PD: I think the ability to make a choice isn’t exactly the same as having Free Will because we’re still governed by circumstances and laws of physics and man-made laws and lots of other factors. I think it’s all a great illusion at its core. I love the notion of serendipity. And Karma. If you offered me hopes and prayers or a pocketful of good luck, I’d choose good luck every time.
SRW: Svetlana explains the difference between fate and serendipity. Agreed?
PD: Yes. God, I love Svetlana. Serendipity is almost like religion for her. And she feeds it by using this almost curse she’s been given to help others rather than help herself. I love that she works a job AND performs her street show to get by, but is then generous with how she lives.
SRW: I kinda get the feeling you’re a glass half empty kinda guy, Peter. Based on this book, I’m assuming there aren’t a whole lotta Happily Ever Afters in the Dudarverse. Am I correct in this assumption?
PD: Muahahahahaha. I just had this discussion with my mom recently. She doesn’t read horror because horror almost never has a happy ending. There’s a correlation between horror and dark endings for the sake of telling a story honestly. Technically, THE EXORCIST has a happy ending because Regan McNeil has been freed from her possession, but is it REALLY a happy ending? In all honesty, outside of horror, I’m a sucker for happy endings.

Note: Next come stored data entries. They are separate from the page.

PR #6736, opened 2026-02-13
Fix JDK 25 LinkageError in JavaUnrestrictedClassLoader

timtebeek:
## Summary

Fixes a `LinkageError` that occurs on JDK 25 when parsing projects with Lombok annotations on comment-free main sources followed by test sources containing comments. JDK 25 changed `DocCommentTable` to reference public API types across module boundaries, causing the app classloader to eagerly load internal compiler classes. This change wraps the `defineClass()` call in a try-catch for `LinkageError` and falls back to parent delegation when the class was already loaded.

## Test Plan

- [x] `./gradlew :rewrite-java:test` passes
- [x] No LinkageError when parsing JDK 25 projects with the fix


timtebeek:
Verified downstream in rewrite-maven-plugin; as reported we still need to add `--add-exports`, but can now parse the reproducer provided separately.

timtebeek:
Pinging @shanman190 and @knutwannheden for async review, but I don't see any immediate concerns here.

PR #6742, opened 2026-02-13
Pass resolvers to JS/Python RPC so PrepareRecipe callbacks can resolve Maven recipes

kmccarp:
## Summary

- When a JavaScript or Python recipe's preconditions reference Java recipes (e.g. `UsesType`, `UsesMethod`), the RPC process calls back to Java via `PrepareRecipe`. These Java recipes are bundled under the `"maven"` ecosystem, but `JavaScriptRewriteRpc` and `PythonRewriteRpc` were calling the 2-arg `RewriteRpc` constructor which passes `emptyList()` for resolvers — causing `IllegalStateException("No available resolver for 'maven' ecosystem")`.
- Add `resolvers` field to both `JavaScriptRewriteRpc.Builder` and `PythonRewriteRpc.Builder` (defaulting to `emptyList()` for backward compatibility) and pass through to the 3-arg super constructor.
- Add defense-in-depth fallback in `RewriteRpc.PrepareRecipe` handler: if `listing.prepare()` throws `IllegalStateException` (resolver missing), fall through to `RecipeLoader` for recipes already on the classpath.

## Test plan

- [x] Existing `RewriteRpcTest` passes
- [x] New test `prepareRecipeFallsBackToRecipeLoaderWhenResolverMissing` verifies the fallback
- [ ] Companion CLI PR passes resolvers to the builders

### DIFF
--- a/rewrite-python/src/main/java/org/openrewrite/python/rpc/PythonRewriteRpc.java
+++ b/rewrite-python/src/main/java/org/openrewrite/python/rpc/PythonRewriteRpc.java
@@ -19,6 +19,7 @@ import lombok.Getter;
 import lombok.RequiredArgsConstructor;
 import org.jspecify.annotations.Nullable;
 import org.openrewrite.*;
+import org.openrewrite.marketplace.RecipeBundleResolver;
 import org.openrewrite.marketplace.RecipeMarketplace;
 import org.openrewrite.python.*;
 import org.openrewrite.python.marker.PythonResolutionResult;


rewrite-core/src/main/java/org/openrewrite/rpc/RewriteRpc.java
```diff
@@ -160,9 +160,15 @@ protected Object handle(Void noParams) {
         jsonRpc.rpc("PrepareRecipe", new PrepareRecipe.Handler(preparedRecipes, (id, opts) -> {
             RecipeListing listing = marketplace.findRecipe(id);
             if (listing != null) {
-                return listing.prepare(resolvers, opts);
+                try {
+                    return listing.prepare(resolvers, opts);
+                } catch (IllegalStateException e) {
+                    // Resolver not available for this ecosystem (e.g., Maven resolver not
+                    // provided to this RPC endpoint). Fall through to class-based loading.
+                }
```
shanman190: This part doesn't feel super necessary as long as we're providing the resolvers when needed. Class based loading is almost certainly going to fail anyway when a resolver isn't present as well.

PR #6746, opened 2026-02-16
Handle local version variables in UpgradePluginVersion for kotlin plugins

MBoegers:
## Summary

- Fix `UpgradePluginVersion` scanner to correctly resolve Kotlin plugin versions when the version is held in a local variable
- Collect local variable values during scanning so semver selectors like `latest.minor` work with variable-based versions
- Apply the same fix to both the `J.Identifier` and `G.GString` branches

## Problem

When a Kotlin Gradle build script defines a local version variable inside the `plugins` block:

```kotlin
plugins {
    val kotlinVersion = "1.9.25"
    kotlin("jvm") version kotlinVersion
    kotlin("plugin.spring") version kotlinVersion
}
```

`UpgradePluginVersion` fails to resolve the new version because the `J.Identifier` branch in the scanner constructs incorrect Maven coordinates. It uses `GroupArtifact("kotlin", "kotlin.gradle.plugin")` instead of `GroupArtifact("org.jetbrains.kotlin.jvm", "org.jetbrains.kotlin.jvm.gradle.plugin")`, which cannot resolve Maven metadata for semver selectors.

Additionally, without knowing the current version from the variable, selectors like `latest.minor` cannot determine the appropriate upgrade target.

## Solution

1. Added `visitVariable` to the scanner to collect local variable declaration values
2. When the version argument is a `J.Identifier`, look up the variable's current value and use `GroupArtifactVersion` (with current version) for proper semver resolution
3. Construct the full Kotlin plugin ID (`org.jetbrains.kotlin.xxx`) in the `J.Identifier` and `G.GString` branches, matching the existing `J.Literal` branch behavior
4. Removed incorrect `assert resolvedPluginVersion != null` that would fail during idempotency checks

## Test plan

- [x] Existing `UpgradePluginVersionTest` tests pass
- [x] Full `rewrite-gradle` test suite passes
- [x] New tests added:
  - `upgradeKotlinPluginLocalVariable` — exact version upgrade with local `val`
  - `upgradeKotlinPluginLocalVariableWithSemverSelector` — `latest.minor` with local `val`
  - `dontDowngradeKotlinPluginLocalVariable` — don't-downgrade guard

- Fixes moderneinc/customer-requests#1807


shanman190:
Should we consider a similar update to the `GradlePlugin` trait?

I do wonder if it couldn't end up also replacing much of the logic that we maintain here as well, but that can be for another time.

PR #6754, opened 2026-02-17
Fix empty dependencies block left after constraint-to-rule conversion

Jenson3210:
## Summary
- Fix `DependencyConstraintToRule.isEmptyDependenciesBlock` to handle truly empty `dependencies {}` blocks (0 statements)
- When `UpgradeTransitiveDependencyVersion` adds constraints to `build.gradle` and the Spring DM plugin converts them to `resolutionStrategy`, the leftover empty `dependencies {}` block was not being cleaned up
- Add test coverage for the `apply from:` pattern with transitive dependency constraints

## Changes
- **`DependencyConstraintToRule`**: Add check for `b.getStatements().isEmpty()` in `isEmptyDependenciesBlock` — previously only checked for single null-return statements
- **`UpgradeTransitiveDependencyVersionTest`**: Add `addConstraintWithApplyFrom()` and `useResolutionStrategyWithApplyFromWhenSpringDependencyManagementPluginIsPresent()` tests

## Test plan
- [x] `useResolutionStrategyWithApplyFromWhenSpringDependencyManagementPluginIsPresent` fails without the fix, passes with it
- [x] All existing `UpgradeTransitiveDependencyVersionTest` tests pass
- [x] All existing `DependencyConstraintToRuleTest` tests pass

### DIFF
--- a/rewrite-gradle/src/main/java/org/openrewrite/gradle/UpgradeTransitiveDependencyVersion.java
+++ b/rewrite-gradle/src/main/java/org/openrewrite/gradle/UpgradeTransitiveDependencyVersion.java
@@ -520,10 +520,7 @@ public class UpgradeTransitiveDependencyVersion extends ScanningRecipe<UpgradeTr
             if (tree instanceof JavaSourceFile) {
                 JavaSourceFile cu = (JavaSourceFile) tree;
                 GradleProject gradleProject = cu.getMarkers().findFirst(GradleProject.class).orElse(null);
-                // Only add constraints to primary build files, not to applied scripts like dependencies.gradle
-                String fileName = cu.getSourcePath().getFileName().toString();
-                boolean isPrimaryBuildFile = "build.gradle".equals(fileName) || "build.gradle.kts".equals(fileName);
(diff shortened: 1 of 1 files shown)


timtebeek:
There's a very similar effort in https://github.com/openrewrite/rewrite/pull/6650 that I'd love your eye on as well @Jenson3210

Jenson3210:
We might need this change in multiple recipes 🤔 

Will have a look at the other one tomorrow.

Jenson3210:
Good catch @timtebeek! I dug into why the tests pass without the `isPrimaryBuildFile` change and found that applied scripts like `dependencies.gradle` already don't get constraints because `DEPENDENCIES_DSL_MATCHER` doesn't match non-type-attributed method invocations in applied scripts. So that guard was redundant.

I've removed the `isPrimaryBuildFile` check in ec64ae3. The actual fix is just the `DependencyConstraintToRule.isEmptyDependenciesBlock` change, which properly handles truly empty `dependencies {}` blocks (0 statements) left after constraints are converted to `resolutionStrategy`. The `useResolutionStrategyWithApplyFromWhenSpringDependencyManagementPluginIsPresent` test now properly fails without this fix and passes with it.

Also noted the overlap with #6650 — the `AddDependency` recipe has a similar `apply from:` issue. Will take a look.

PR #6760, opened 2026-02-18
`ChangeImport`: rewrite qualified references when `old_name` is specified

knutwannheden:
## Summary
- When `old_name` is set, `ChangeImport` now also rewrites qualified references (`X.name()` → `Y.name()`) and manages direct imports (`import X` → `import Y`)
- Supports aliased imports (`import X as f` / `f.name()` → `import Y` / `Y.name()`)
- Updates type attribution on rewritten nodes (`Identifier._type`, `MethodInvocation._method_type`)
- Fixes pre-existing bugs in `AddImport` (insertion point) and `RemoveImport` (usage collection) for standalone `Import` nodes

## Test plan
- [x] 5 new tests covering qualified method calls, aliased imports, retained imports, field access, and different new names
- [x] All 10 `test_change_import` tests pass
- [x] All 23 recipe tests pass (no regressions)

### DIFF
--- a/rewrite-python/rewrite/src/rewrite/python/recipes/change_import.py
+++ b/rewrite-python/rewrite/src/rewrite/python/recipes/change_import.py
@@ -14,7 +14,7 @@
 
 """Recipe to change Python imports from one module/name to another."""
 
-from dataclasses import dataclass, field
+from dataclasses import dataclass, field, replace as dc_replace
 from typing import Any, Optional
 
 from rewrite import ExecutionContext, Recipe, TreeVisitor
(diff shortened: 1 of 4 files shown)


rewrite-python/rewrite/src/rewrite/python/recipes/change_import.py
```diff
@@ -124,48 +135,80 @@ def __init__(self):
...
+                self._new_module_type: Optional[JavaType.Class] = None
 
             def visit_compilation_unit(self, cu: CompilationUnit, p: ExecutionContext) -> J:
-                # First pass: check if the old import exists
+                # Reset state for each compilation unit
                 self.has_old_import = False
                 self.old_alias = None
+                self.has_direct_module_import = False
+                self.module_alias = None
+                self.rewrote_qualified_refs = False
```
timtebeek, line 146: What's the significance of setting these fields both in `__init__` and in `visit_compilation_unit` ? I'd somewhat expect only one of those to be enough, or are you guarding against overrides that don't call super?

knutwannheden: Good observation! The `__init__` constructor is in Python code often used to declare fields. But I've now separated the declaration from the initialization.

It’s why I cry at almost every Disney movie I see.
SRW: Well, your book certainly shook me as I know it will anyone else who gives it a read. I really enjoyed the inevitable “meet horrible” of your characters. Definitely gave me a Koontz and King epic road-trip sorta vibe (and I caught that Castle Rock reference!). Inspirations?
PD: Oh gosh, I love King. Way too many inspirations to count them all, but I love Laymon, Hautala, Clegg, Straub, and Ellison. From our contemporary authors, L.L. Soares, Kristen Dearborn, Ed Kurtz, Bracken MacLeod, Stacey Longo, Josh Malerman, April Hawks, Morgan Sylvia, and Tony Tremblay.
SRW: What’s up with the “Omniscient Eye?” (I was kinda surprised to see it has a web presence…but then again, so do funny cat photos).
PD: Azezel’s Eye! Yeah, it’s not exactly “omniscient” in the book—it can only see into people’s pasts and not their futures. If it could see their futures, then Fate becomes absolute and unchanging. I wanted each character’s future to be undetermined and unforeseeable, so I had to place that limitation. But I love that concept of the Omniscient Eye. It has a mythology of its own. It’s everywhere. Any time you hold a dollar bill in your hand, it’s right there. And that’s not even bringing up security cameras and all the ways we’re constantly being watched all the time. Privacy is becoming an illusion. That scares me.
SRW: Tell us what’s next on your laptop of horror.
PD: I just finished making a round of short story submissions for early 2018. Now I’m on to beginning a new book, tentatively titled “The Butterfly Goddess”. I’ve been working out plot and characters in my head for about six months now, so I really need to put those thoughts onto paper.
SRW: Where can readers find your work? Or where do you hang out for the stalkers?
PD: I have an author page on Amazon. Just type in Peter N.Dudar and you’ll see me smiling at you. I also have an author page on Facebook and a presence both on Twitter and Instagram. Beyond that, I’m also a member of the New England Horror Writers and The Tuesday Mayhem Society, so if you look those pages up on Facebook, you’re liable to bump into me.
SRW: Thanks much for chatting, Peter. Folks, do yourself a favor and go pick up The Goat Parade.